How do algorithms in dynamic pricing work?

One can say that algorithms are a set of instructions directed at engaging in particular actions. In the context of dynamic pricing, algorithms work as mechanisms to collect, analyze, and synthesize data. They operate with some input variables and offer pricing recommendations as an output.

Often, dynamic pricing algorithms work with a range of determinants. For instance, they can collect and analyze data on historical sales to determine particular price patterns. In addition, algorithms can be fueled with information concerning shifting price points, price anchors, or price thresholds. They can also work with the demand function and price elasticity function. A myriad of variables dynamic pricing algorithm can operate with, both pricing and non-pricing in terms of the origin. 

Dynamic pricing algorithms create models that suggest optimal pricing strategies based on all the input data. More importantly, the most sophisticated algorithms can alter pricing strategies in real-time and adjust themselves according to the shifting market or company’s objectives.

Scenarios for when to use dynamic pricing algorithms


Dynamic pricing algorithms can be applied in a range of scenarios. However, it is crucial to know in what particular situations the phenomenon is most required. These cases illustrate the best conditions when dynamic pricing algorithms can do the most good for both business and its customers. 


  • The first scenario takes place when a company introduces a product and wants to boost customer satisfaction by meeting white consumers’ expectations. Dynamic pricing software can offer a pricing recommendation meeting such prerequisites in such a situation. 


  • The second scenario includes a situation when a firm has a broad portfolio of products. The thing is that prioritizing one product can lead to the cannibalization of others, for instance, in the case of the iPhone and iPod. Within the scope of the situation, dynamic pricing can help set a price that will bring profits and help avoid the cannibalization of other ones. 


  • The final scenario is when a company enters the market with a lack of information on the demand curve or function. Usually, setting prices in such conditions is extremely difficult. However, equipped with dynamic pricing algorithms, companies can receive sufficient information to determine the demand function and set a price respectively. 

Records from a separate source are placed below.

PR #2976, opened 2023-10-10
feat(cli): Allow bundle to guess the imagery ID from the url with slash ending.

Wentao-Kuang:
#### Motivation
We are trying to add slash at the end of all the urls in the basemaps-configs. 
https://github.com/linz/basemaps-config/pull/809

#### Modification

This will fix the bundle to find the correct imagery id from the both new and old url.

#### Checklist

- [ ] Tests updated
- [ ] Docs updated
- [ ] Issue linked in Title

### DIFF
--- a/packages/config/src/json/json.config.ts
+++ b/packages/config/src/json/json.config.ts
@@ -33,7 +33,8 @@ const Q = PLimit(10);
 
 export function guessIdFromUri(uri: string): string | null {
   const parts = uri.split('/');
-  const id = parts.pop();
+  let id = parts.pop();
+  if (uri.endsWith('/')) id = parts.pop();
 
   if (id == null) return null;
   try {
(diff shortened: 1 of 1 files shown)


packages/config/src/json/json.config.ts
```diff
@@ -33,7 +33,8 @@ const Q = PLimit(10);
 
 export function guessIdFromUri(uri: string): string | null {
   const parts = uri.split('/');
-  const id = parts.pop();
+  let id = parts.pop();
+  if (uri.endsWith('/')) id = parts.pop();
```
blacha, line 37:
```suggestion
  const id = uri.endsWith('/') ? parts.at(-2) : parts.at(-1)
```

Avoids the double pop.

blacha (approved):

If your company faces one of the aforementioned scenarios, you should definitely consider using dynamic pricing algorithms. 


Real-life examples of dynamic pricing algorithms

Going further, it is important to show how various firms managed to use dynamic pricing algorithms properly. The most notable example is linked to Wiggle Chain Reaction Cycle. It is a company serving many clients – cyclists, runners, swimmers, and adventurers. The value directly depends on the timely delivery of services for the firm. In such a case, the company pursued automation to boost customer satisfaction. Through the utilization of dynamic pricing algorithms, the business managed to reduce the repricing time by a staggering 50%. 

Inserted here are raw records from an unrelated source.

PR #2982, opened 2023-10-29
feat: allow reads from linz "-scratch" buckets TDE-906

blacha:
#### Motivation

LINZ is starting to suffix s3 buckets with a rough indication to the quality of data inside of the bucket a "scratch" bucket is a temporary storage location and should have a data lifecycle rule set to delete data after 90/180 days.

#### Modification

Adds Workflows and Basemaps scratch buckets to allowed locations

#### Checklist

- [ ] Tests updated
- [ ] Docs updated
- [ ] Issue linked in Title

### DIFF
--- a/packages/_infra/src/config.ts
+++ b/packages/_infra/src/config.ts
@@ -15,7 +15,14 @@ export interface BaseMapsConfig {
 }
 
 export const BaseMapsProdConfig: BaseMapsConfig = {
-  CogBucket: ['linz-basemaps', 'linz-basemaps-vector', `linz-basemaps-staging`, 'linz-workflow-artifacts'],
+  CogBucket: [
+    'linz-basemaps',
+    'linz-basemaps-vector',
+    `linz-basemaps-staging`,
+    `linz-basemaps-scratch`,
+    'linz-workflow-artifacts',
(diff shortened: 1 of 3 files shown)


packages/_infra/src/config.ts
```diff
@@ -15,7 +15,14 @@ export interface BaseMapsConfig {
...
 
 export const BaseMapsProdConfig: BaseMapsConfig = {
-  CogBucket: ['linz-basemaps', 'linz-basemaps-vector', `linz-basemaps-staging`, 'linz-workflow-artifacts'],
+  CogBucket: [
+    'linz-basemaps',
+    'linz-basemaps-vector',
+    `linz-basemaps-staging`,
+    `linz-basemaps-scratch`,
+    'linz-workflow-artifacts',
+    'linz-workflows-scratch',
```
Wentao-Kuang, line 24: Why the scratch workflow bucket have `s` after `workflows`, does it not stay the same with artifacts bucket?

blacha: We renamed the cluster to have a trailing "s" so we updated the bucket name at the same time.

Wentao-Kuang (approved):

The case of Wiggle shows several key insights. First, repricing can be a challenging task if it is done manually. Besides, the longer it takes to reprice the products or services, the more profits the company losses, not saying about the decrease in customer satisfaction because the consumers need to wait until a product is repriced. Second, using automated means of repricing directly depends on pricing algorithms, the ones companies now have access to.

When advanced software meets dynamic pricing

Seeing the current development of dynamic pricing software, one can anticipate an even greater future for the technology. There is sufficient evidence to point out that dynamic pricing will further be coupled with tools like AI and ML and will enter new markets. Soon enough, people will use dynamic pricing algorithms everywhere, which will enrich the library of different cases and will make pricing even easier. It means that companies of the future will automatically learn from the mistakes of their predecessors without even knowing that. Isn’t it neat?